就在这时,一阵熟悉的清冷气息由远及近,伴随着细微的脚步声,打破了谷中的宁静。
洛秋水抬眸望去,只见师妹白露正袅袅行来。二十年光阴,昔日略显青涩的少女已彻底长开,身姿亭亭,气质愈发冰澈出尘,宛如雪山之巅迎风而立的白莲。她修炼《裂冰诀》有成,周身寒意内敛,唯有行走间,裙摆微动,带起些许冰灵之气。
“师姐。”白露在她身前站定,声音一如往常般清冽,却少了几分对外人的疏离。
“师妹今日怎么有空来我这风雷谷?”洛秋水敛去眼底的些许烦闷,露出一丝温和的笑意。
白露没有立刻回答,而是先细致地打量了洛秋水一番,冰雪般剔透的眸子里闪过一丝了然。她微微蹙眉,随即又舒展看来,语气平和地开口,说出了来意:
“师姐,我近日听得一些传言,”她声音压低了些,带着些许探询的意味,“说是有一位星宫的男性长老,近段时间一直滞留在我们山门之外,就在宗门与那青石灵脉之间的地域徘徊不去,行为颇有些……引人注目。师姐近来可有耳闻?或许……可以代我去询问一番,他滞留于此,所为何事?”
白露的话语清晰柔和,将事情原委娓娓道来。
洛秋水听闻白露之言,那双如秋水寒星般的眸子微微眯起,纤长的手指在留仙剑鞘上无意识地轻轻一点,眉头已不自觉地蹙了起来。
星宫的男性长老……
这寥寥几字,在她心湖中投下的却不是涟漪,而是一块沉甸甸的寒冰。宁州修真界,谁人不知星宫那些男性长老的名声?仗着星宫势大,行事往往带着几分肆无忌惮。尤其是那位冲虚散人,其行径更是令人不齿,竟连自家星宫出身的林二小姐都欲强行纳娶,其品性之低劣,可见一斑。对外派的女修,他们只怕更加无所顾忌。

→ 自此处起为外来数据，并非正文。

PR #4659, opened 2022-05-23
feat: enable debugging of failed querier->ingester requests

crepererum:
- extend `query-ingester` CLI to allow usage of predicates
- on failed requests: log all information that required for the CLI
- test the "ingester fails" scenario


clap_blocks/src/ingester.rs
```diff
@@ -62,4 +62,12 @@ pub struct IngesterConfig {
         default_value = "300"
     )]
     pub persist_partition_cold_threshold_seconds: u64,
+
+    /// Sets how often `do_get` flight requests should panic for testing purposes.
```
alamb, line 66: can you please clarify what metric is used? Is it "every N tests panic"?

influxdb_iox/src/commands/query_ingester.rs
```diff
@@ -27,8 +34,18 @@ pub struct Config {
...
     /// The columns to request
+    #[clap(
+        long = "--columns",
+        default_value = "",
+        multiple_values = true,
+        use_value_delimiter = true
+    )]
     columns: Vec<String>,
 
+    /// Predicate in base64 protobuf encoded form.
```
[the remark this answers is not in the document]
alamb: It might be nice to give some hints to someone in the future about how to obtain such a value

I also wonder if it would be useful to use the code in the `storage` command to parse sql-like predicates and encode them into Predicates

influxdb_iox/tests/end_to_end_cases/querier.rs
```diff
@@ -159,3 +161,102 @@ async fn table_not_found_on_ingester() {
...
+#[tokio::test]
+async fn ingester_panic() {
+    test_helpers::maybe_start_logging();
+    let database_url = maybe_skip_integration!();
+
+    let table_name = "the_table";
+
+    // Set up the cluster  ====================================
+    let router_config = TestConfig::new_router(&database_url);
+    let ingester_config =
```
alamb, line 174:
```suggestion
    // can't use standard mini cluster here as we setup the querier to panic
    let ingester_config =
```

ingester/src/server/grpc.rs
```diff
@@ -32,19 +39,26 @@ use write_summary::WriteSummary;
 #[derive(Debug, Default)]
 pub struct GrpcDelegate<I: IngestHandler> {
     ingest_handler: Arc<I>,
+
+    /// Sets how often `do_get` flight requests should panic for testing purposes.
```
alamb, line 43: again, here I think it would help to explain how the units are to be interpreted ("every N requests"?)

querier/src/ingester/mod.rs
```diff
@@ -247,9 +247,25 @@ async fn execute(request: GetPartitionForIngester<'_>) -> Result<Vec<Arc<Ingeste
...
     }
-    let mut perform_query = query_res.context(RemoteQuerySnafu {
-        ingester_address: ingester_address.as_ref(),
-    })?;
+    let mut perform_query = query_res
+        .context(RemoteQuerySnafu {
+            ingester_address: ingester_address.as_ref(),
+        })
+        .map_err(|e| {
+            // generate a warning that is sufficient to replicate the request using CLI tooling
```
alamb, line 255: ❤️

querier/src/ingester/mod.rs
```diff
@@ -322,6 +338,28 @@ async fn execute(request: GetPartitionForIngester<'_>) -> Result<Vec<Arc<Ingeste
     Ok(ingester_partitions)
 }
 
+fn encode_predicate_as_base64(predicate: &Predicate) -> String {
```
alamb, line 341: it is somewhat unfortunate that the encoding / decoding of Predicate to base64 proto are in entirely different crates / modules.

i wonder if we could put them together somewhere, But I admit there is no obviously good crate -- maybe make a new one `grpc_predicate` or something?

alamb (approved):
👍  looks useful. Nice work

The tests in this PR are 🏆

clap_blocks/src/ingester.rs
crepererum: The first N, fixed.

influxdb_iox/src/commands/query_ingester.rs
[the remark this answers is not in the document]
crepererum: > I also wonder if it would be useful to use the code in the storage command to parse sql-like predicates and encode them into Predicates

Yeah, that would be helpful, but I didn't want to got down that rabbit hole.

querier/src/ingester/mod.rs
crepererum: moved (at least from/to the protobuf version, the last mile and a bit of plumming remains)

alamb:
Reviewer hall of shame: I missed the error wasn't actually logged https://github.com/influxdata/influxdb_iox/pull/4672 😞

一丝厌烦与警惕自心底升起。她并非畏惧,而是纯粹不喜与这等人物打交道。
然而,念头微转,想到星宫那位深不可测的宫主。传闻那位宫主已逾千岁,修为通天,面对数次魔道入侵都显得游刃有余,宗门内几位长老私下猜测,她极可能已悄然迈入了那传说中的化神之境。正因如此,包括星河剑派在内的五大正道门派,对星宫虽不认同其某些行径,但整体态度都保持着相当的谨慎与克制,不愿轻易与之交恶。
这其中的分寸,需得仔细拿捏。
旋即,她又想起往事。当年林家二小姐之事,她路见不平,确实与星宫的林家三长老起了冲突,还以筑基中期的修为将其越级击败了。
事后,因洛秋水确实对林二小姐有恩,加之星河剑派也非任人拿捏的软柿子,此事便也不了了之。如今想来,这点旧怨,应当还不至于让对方寻衅至此。

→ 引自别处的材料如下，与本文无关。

PR #5594, opened 2022-09-08
fix: remove unnecessary warning

NGA-TRAN:
Closes https://github.com/influxdata/conductor/issues/1130

See https://github.com/influxdata/conductor/issues/1130#issuecomment-1241222955 for the reason of this fix


parquet_file/src/serialize.rs
```diff
@@ -118,22 +118,14 @@ where
...
-            warn!("parquet serialisation stream yielded empty record batch");
-        } else {
+        if batch.num_rows() != 0 {
             writer.write(&batch)?;
         }
     }
 
     let meta = writer.close().map_err(CodecError::from)?;
     if meta.num_rows == 0 {
+        // throw warning if all input batches are empty
```
NGA-TRAN, line 128: This is the right warning that input data (all the batches together) is empty

parquet_file/src/serialize.rs
```diff
@@ -118,22 +118,14 @@ where
...
-        if batch.num_rows() == 0 {
-            // It is likely this is a logical error, where the execution plan is
-            // producing no output, and therefore we're wasting CPU time by
-            // running it.
-            //
-            // Unfortunately it is not always possible to identify this before
-            // executing the plan, so this code MUST tolerate empty RecordBatch
-            // and even entire files.
-            warn!("parquet serialisation stream yielded empty record batch");
-        } else {
```
NGA-TRAN, line 130: DF plan produces many batches and someone of them can be empty. So no need to throw warning here.

crepererum: Shouldn't we prune out empty batches before creating the parquet file than? I kinda seems pointless to create potentially empty row groups. CC @tustvold

NGA-TRAN: This is the work to improve in DF. Let us not let it prevent us from bombarding our logs unnecessary

NGA-TRAN: There are highly no empty batches in parquet files. These batches are **the results of running a DF query plan**. During the plan, we deduplicate data that may lead to this. Also, DF may partition data and do something else that may lead to this.

NGA-TRAN: | pointless to create potentially empty row groups

As @domodwyer and I discussed earlier, this row group is a part of streaming and we will catch this empty and won't write empty parquet file later. See `upload` function

alamb: The ArrowWriter (that is writing parquet) creates row groups based on a configuration setting rather than the size of the passed RecordBatches (this was not always the case, but @tustvold  fixed this a while ago). Thus in my opinion it would also be fine to simple call `write()` with zero length record batches and not have this special case

Here is the code in question

https://docs.rs/parquet/22.0.0/src/parquet/arrow/arrow_writer/mod.rs.html#133-149

alamb (approved):
make sense to me -- I also think we could possibly make the code even simpler

tustvold (approved):

parquet_file/src/serialize.rs
NGA-TRAN: Thanks @alamb .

心思电转间,这些考量已在她脑中过了一遍。她抬眸,对上白露带着探询与些许期待的目光,那目光清澈,显然并未深思这其背后可能牵扯的复杂关系。
罢了。洛秋水心中轻叹。既是师妹所托,前去问询一番也无妨。若对方真是无理取闹,她洛秋水也并非怕事之人。
“我知道了。”她终于颔首,声音清越如常,却带着一丝不易察觉的冷意,“我便去看看吧。”
话音落下,她不再多言。身形微动,已是化作一道清冷的流光,宛若惊鸿掠影,悄无声息地便出了风雷谷,朝着白露所描述的、宗门与青石灵脉之间的那片地域疾驰而去。衣袂飘飘,剑意内敛,唯有那飞遁时带起的细微灵气波动,显示着她并非虚幻的泡影。